Il y avait peu de gens capables de vérifier la véracité de cette découverte miraculeuse dans la famille Pustianaz, dont seuls quelques descendants étaient encore vivants. Pour arriver à leurs fins, il a alors suffi au(x) protagoniste(s) de cette affaire d’apposer une mention marginale sur des actes d’état civil, de manière totalement abusive et illégale.

Vrai Puisque cela avait fonctionné aussi facilement, pourquoi ne pas aller plus loin en faisant de même et en transformant le nom Cheynet en Cheynet de Beaupré ? La tâche était cette fois un peu plus ardue et ce sont des dizaines de documents d’état civil que le ou les faussaires ont dû falsifier. C’est ce qui fut fait en 1987 en modifiant les actes présents à la mairie de Rochemaure, mais aussi aux archives de l’armée.

Deux familles liées qui se trouvent une noblesse au même moment, c’est du jamais vu et statistiquement aussi peu probable que de gagner à la loterie nationale deux fois de suite.

En ces années-là, chaque document d’état civil (naissance, mariage, décès) était produit en double, un document restant à la mairie et l’autre rejoignant les archives départementales. Le document présent à la mairie était librement consultable tandis que le deuxième n’était accessible que par des gens de droit (notaire, avocat, magistrat…).

Vrai Mais ce que le ou les falsificateurs de notre histoire familiale n’avaient pas pu imaginer est qu’internet allait se démocratiser et révolutionner le monde de la généalogie. Ces archives départementales, qui étaient auparavant si difficiles d’accès se retrouvèrent dans les années 2000 progressivement mises en ligne et rendues publiques.

C’est à ce moment-là que la vérité commença à éclater aux yeux de tous : les documents d’état civil présents à la mairie portaient le nom Cheynet de Beaupré là où ceux présents aux archives de l’Ardèche portaient le nom Cheynet. Cherchez l’erreur !
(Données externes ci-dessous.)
PR #432, opened 2020-05-06
Implement online text to speech conversion

raphkim:
*Issue #, if available:*

*Description of changes:*
* No integration tests yet (how do I test against audio data output?)
* Tested in an sample app using [`MediaPlayer`](https://developer.android.com/reference/android/media/MediaPlayer) to play the outputted MP3 audio data


core/src/main/java/com/amplifyframework/predictions/result/TextToSpeechResult.java
```diff
@@ -0,0 +1,54 @@
...
+
+import com.amplifyframework.core.async.Result;
+
+import java.io.InputStream;
+import java.util.Objects;
+
+/**
+ * The result of the call to synthesize speech from text.
+ */
+public final class TextToSpeechResult implements Result {
```
richardmcclellan, line 28: (unrelated to this PR)

Thoughts on renaming `Result` to `Response` (and all subclasses) or something else?   I don't really like `Result` because it might cause some customer confusion with [Kotlin's Result class](https://kotlinlang.org/api/latest/jvm/stdlib/kotlin/-result/).

aws-predictions/src/main/java/com/amplifyframework/predictions/aws/service/AWSPollyService.java
```diff
@@ -0,0 +1,116 @@
...
+import com.amazonaws.services.polly.model.SynthesizeSpeechResult;
+import com.amazonaws.services.polly.model.TextType;
+
+import java.io.InputStream;
+
+/**
+ * Predictions service for performing text to speech conversion.
+ */
+final class AWSPollyService {
+    private static final int MP3_SAMPLE_RATE = 24_000;
```
richardmcclellan, line 45: Woah, TIL about [underscore literals](https://docs.oracle.com/javase/7/docs/technotes/guides/language/underscores-literals.html) :)

aws-predictions/src/main/java/com/amplifyframework/predictions/aws/service/AWSPollyService.java
```diff
@@ -0,0 +1,116 @@
...
+            onSuccess.accept(TextToSpeechResult.fromAudioData(data));
+        } catch (PredictionsException exception) {
+            onError.accept(exception);
+        }
+    }
+
+    private InputStream synthesizeSpeech(String text, VoiceType voiceType) throws PredictionsException {
+        final String languageCode;
+        final String voiceId;
+        if (VoiceType.UNKNOWN.equals(voiceType)) {
```
richardmcclellan, line 79: Could you represent an unknown VoiceType with `null` instead of a `UNKNOWN` type?

aws-predictions/src/androidTest/java/com/amplifyframework/predictions/aws/AWSPredictionsTextToSpeechTest.java
```diff
@@ -0,0 +1,75 @@
...
+     */
+    @Test
+    public void testTextToSpeechReturnsNonNullResult() throws PredictionsException {
+        // Interpret english text and assert non-null result
+        final String englishText = Assets.readAsString("sample-text-en.txt");
+        TextToSpeechResult result = predictions.convertTextToSpeech(englishText);
+
+        // Assert non-null audio data
+        InputStream audioData = result.getAudioData();
+        assertNotNull(audioData);
```
jamesonwilliams, line 73: When I was in Alexa, we had some tests that used AWS services to do TTS and ASR. This was a ~fair external verification, since they were ~separate services. Here, we don't have such an external verification mechanism.

However, we do have mechanisms to:
1. Convert text to speech;
2. Convert speech to text.

you can have a test that does the "does speech to text work?" by providing an input wav, and expecting some valid text back.

For the "convert text to speech," you can assume the "speech to text" part works. Then do:
1. Arrange some text.
2. Act: convert it to speech.
3. Run speech to text (assuming that this component works), and get text back.
4. Assert that the returned text is ~close to the arranged text.

aws-predictions/src/main/java/com/amplifyframework/predictions/aws/service/AWSPollyService.java
```diff
@@ -0,0 +1,116 @@
...
+import com.amazonaws.services.polly.model.SynthesizeSpeechRequest;
+import com.amazonaws.services.polly.model.SynthesizeSpeechResult;
+import com.amazonaws.services.polly.model.TextType;
+
+import java.io.InputStream;
+
+/**
+ * Predictions service for performing text to speech conversion.
+ */
+final class AWSPollyService {
```
richardmcclellan, line 44: I think this should be "Amazon Polly", not "AWS Polly".   And not just for Polly, for the same change should probably be made for all the other Predictions Services as well.  Maybe something to address in a separate PR.

aws-predictions/src/main/java/com/amplifyframework/predictions/aws/configuration/SpeechGeneratorConfiguration.java
```diff
@@ -0,0 +1,95 @@
...
+import org.json.JSONObject;
+
+/**
+ * Configures the behavior for speech generation.
+ */
+public final class SpeechGeneratorConfiguration {
+    private static final String CONFIG_NAME = "speechGenerator";
+
+    private final String voice;
+    private final String language;
```
jamesonwilliams, line 33: If you have enums for these things, why not just use them everywhere?

aws-predictions/src/main/java/com/amplifyframework/predictions/aws/request/AWSPollyRequest.java
```diff
@@ -0,0 +1,61 @@
...
+import androidx.annotation.NonNull;
+
+import com.amplifyframework.predictions.aws.models.VoiceType;
+
+import java.util.Objects;
+
+/**
+ * Simple request instance for speech synthesis operation.
+ */
+public final class AWSPollyRequest {
```
jamesonwilliams, line 27: Don't forget to do equals, hashCode, toString on all of your models, request and response types.

core/src/main/java/com/amplifyframework/predictions/options/TextToSpeechOptions.java
```diff
@@ -0,0 +1,93 @@
...
+        this.voiceType = builder.getVoiceType();
+    }
+
+    /**
+     * Gets the custom voice type if specified.
+     * Null otherwise.
+     * @return the custom voice type
+     */
+    @Nullable
+    public String getVoiceType() {
```
jamesonwilliams, line 39: This is `String` since `VoiceType` is in the plugin, right? Any other options? (I agree, this is better than including the current `VoiceType` into core!)

core/src/main/java/com/amplifyframework/predictions/result/TextToSpeechResult.java
jamesonwilliams: Re: convos with Tim recently, I'm not sure our `interface Result {}` marker interface is providing us a lot of value. It seems like mostly an architectural vestige at this point. Originally, it might have turned into something like the Swift/Kotlin construct. But we don't really use it for anything important. Could even argue that its harmful, since it _looks_ important, but isn't actually.

My vote is just to `git rm` the thing.

https://github.com/aws-amplify/amplify-android/blob/master/core/src/main/java/com/amplifyframework/core/async/Result.java#L25

aws-predictions/src/main/java/com/amplifyframework/predictions/aws/service/AWSPollyService.java
jamesonwilliams: Our internal tech writers' page on this topic does call it "Amazon Polly". Actually, all of the services that are part of the Predictions plugins are _Amazon_ whatevers.

jamesonwilliams: Verified against our internal tech writers' page -- all of the services in this category are branded as _Amazon_ whatevers.

core/src/main/java/com/amplifyframework/predictions/result/TextToSpeechResult.java
raphkim: ^ I agree... Result doesn't really serve any purpose.

Meanwhile, calling the actual classes `<purpose>Result` is in alignment with what iOS has, so I don't think I will be changing that to `Response`. Especially if we are removing `Result` class, then there shouldn't be namespace conflict with Kotlin anymore right?

aws-predictions/src/androidTest/java/com/amplifyframework/predictions/aws/AWSPredictionsTextToSpeechTest.java
raphkim: I was thinking about this... but it turns out we won't be able to support speech to text for GA... Android SDK doesn't have transcribe-streaming implemented

aws-predictions/src/main/java/com/amplifyframework/predictions/aws/configuration/SpeechGeneratorConfiguration.java
raphkim: Enum is scoped to the plugin, since these names only make sense in the context of AWS Polly, and "voice" is a configurable value in core category options for text-to-speech...

aws-predictions/src/main/java/com/amplifyframework/predictions/aws/request/AWSPollyRequest.java
raphkim: After this PR + dummy transcribe PR, I will go through every model to add them!

aws-predictions/src/androidTest/java/com/amplifyframework/predictions/aws/AWSPredictionsTextToSpeechTest.java
jamesonwilliams: Ah okay! Makes sense

aws-predictions/src/main/java/com/amplifyframework/predictions/aws/service/AWSPollyService.java
raphkim: I'd prefer to leave all instances where a `VoiceType` is expected to be `@NonNull` as to minimize null-checking

aws-predictions/src/main/java/com/amplifyframework/predictions/aws/service/AWSPollyService.java
raphkim: shoot! I'll have to go through the code to fix those ugh

core/src/main/java/com/amplifyframework/predictions/result/TextToSpeechResult.java
jamesonwilliams: https://github.com/aws-amplify/amplify-android/pull/440

core/src/main/java/com/amplifyframework/predictions/options/TextToSpeechOptions.java
raphkim: I figured it out! `VoiceType` is now a core predictions interface with `String getVoice();` method, and `AWSVoiceType` implements that voice type inside the plugin!

core/src/main/java/com/amplifyframework/predictions/models/VoiceType.java
```diff
@@ -0,0 +1,32 @@
...
+
+package com.amplifyframework.predictions.models;
+
+import androidx.annotation.NonNull;
+
+/**
+ * Contains details about a specific voice to be
+ * used for synthesizing speech.
+ */
+public interface VoiceType {
```
jamesonwilliams, line 24: Should this have both a `getVoiceName()` and `getLanguageCode()`, to mirror the values that are in the `AWSVoiceType`?

raphkim: iOS's core [`VoiceType`](https://github.com/aws-amplify/amplify-ios/blob/master/Amplify/Categories/Predictions/Models/VoiceType.swift) doesn't contain anything about language. Strangely enough, even the [plugin's extension](https://github.com/aws-amplify/amplify-ios/blob/cac730cc218edd7718c5bb4640975545fb6d0d2a/AmplifyPlugins/Predictions/AWSPredictionsPlugin/Support/Internal/VoiceType%2BAWSExtension.swift) doesn't seem to contain language code (outside of the constant name that is), which means that they won't be able to support bilingual TTS feature.

raphkim: Since it wasn't clear whether the intention was to completely remove language from the equation or if they wanted to keep core `VoiceType` as generic as possible, I decided to keep the core `VoiceType` interface match up with iOS and only introduce the language code in the plugin specific voice type.

This allows us to support bilingual voices by separating `AWSVoiceType#HINDI_ADITI` and `AWSVoiceType#INDIAN_ENGLISH_ADITI`

aws-predictions/src/main/java/com/amplifyframework/predictions/aws/service/AWSPollyService.java
raphkim: (to be done in a separate PR as to not introduce non-polly stuff in this PR)

aws-predictions/src/main/java/com/amplifyframework/predictions/aws/models/AWSVoiceType.java
```diff
@@ -0,0 +1,160 @@
...
+
+/**
+ * Types of voice to synthesize speech with.
+ *
+ * @see <a href=https://docs.aws.amazon.com/polly/latest/dg/voicelist.html>Voices in Amazon Polly</a>
+ */
+@SuppressWarnings("JavadocVariable")
+public enum AWSVoiceType implements VoiceType {
+    ARABIC_ZEINA("Zeina", "arb"),
+    CHINESE_ZHIYU("Zhiyu", "cmn-CN"),
```
richardmcclellan, line 31:
```suggestion
    MANDARIN_CHINESE_ZHIYU("Zhiyu", "cmn-CN"),
```

aws-predictions/src/main/java/com/amplifyframework/predictions/aws/service/AWSPollyService.java
```diff
@@ -0,0 +1,116 @@
...
+        } else {
+            // Override configuration defaults if explicitly specified in the options
+            languageCode = voiceType.getLanguageCode();
+            voiceId = voiceType.getName();
+        }
+
+        SynthesizeSpeechRequest request = new SynthesizeSpeechRequest()
+                 .withText(text)
+                 .withTextType(TextType.Text)
+                 .withLanguageCode(languageCode)
```
richardmcclellan, line 93: Apparently [languageCode is an optional parameter](https://github.com/aws-amplify/aws-sdk-android/blob/09ccb6110232c8103dcb5037f34840f1c2240261/aws-android-sdk-polly/src/main/java/com/amazonaws/services/polly/model/SynthesizeSpeechRequest.java#L47-L68), and if you don't include it, multilingual voices will fall back to a default language.  I guess this is how iOS is able to not include this parameter at all, and still have a mostly working implementation.  

I like that we now have multilingual support for Android.  I'd suggest reaching out to iOS and suggesting that they add similar support.

aws-predictions/src/main/java/com/amplifyframework/predictions/aws/models/AWSVoiceType.java
raphkim: good suggestion! Makes sense since we are following {VARIATION}_{LANGUAGE}_{NAME} scheme

aws-predictions/src/main/java/com/amplifyframework/predictions/aws/service/AWSPollyService.java
raphkim: yep! I also noticed this shortly after. It should definitely be supported by both platforms ideally.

Derrière ce processus se cachent de nombreux autres faits troublants : profanation d’une chapelle et de tombes, falsification d’un plan aux archives nationales et même une fausse lettre du pape Pie X. Notre site propose de recenser de la manière la plus exhaustive possible les dégâts identifiés.

L’affaire Cheynet de Beaupré est une affaire de destruction d’un patrimoine national, régional et local. Une telle imposture se doit d’être révélée, connue de tous et condamnée.

Contenu du site

Vous trouverez sur ce site :

       

Le nom Cheynet « de Beaupré », une pure invention contemporaine

Nous avons désormais la preuve que le nom Cheynet de Beaupré n'a jamais existé avant 1986. En effet, l'ultime preuve de l’existence d’une famille Cheynet de Beaupré et de sa noblesse qui a été avancée est un document classé aux archives départementale de l’Ain sous la cote AD 42 B3. Cette cote était soit-disant l'« Ordonnance des élus de Bresse du juillet 1768 portant enregistrement des lettres de confirmation de noblesse de mars 1768 ».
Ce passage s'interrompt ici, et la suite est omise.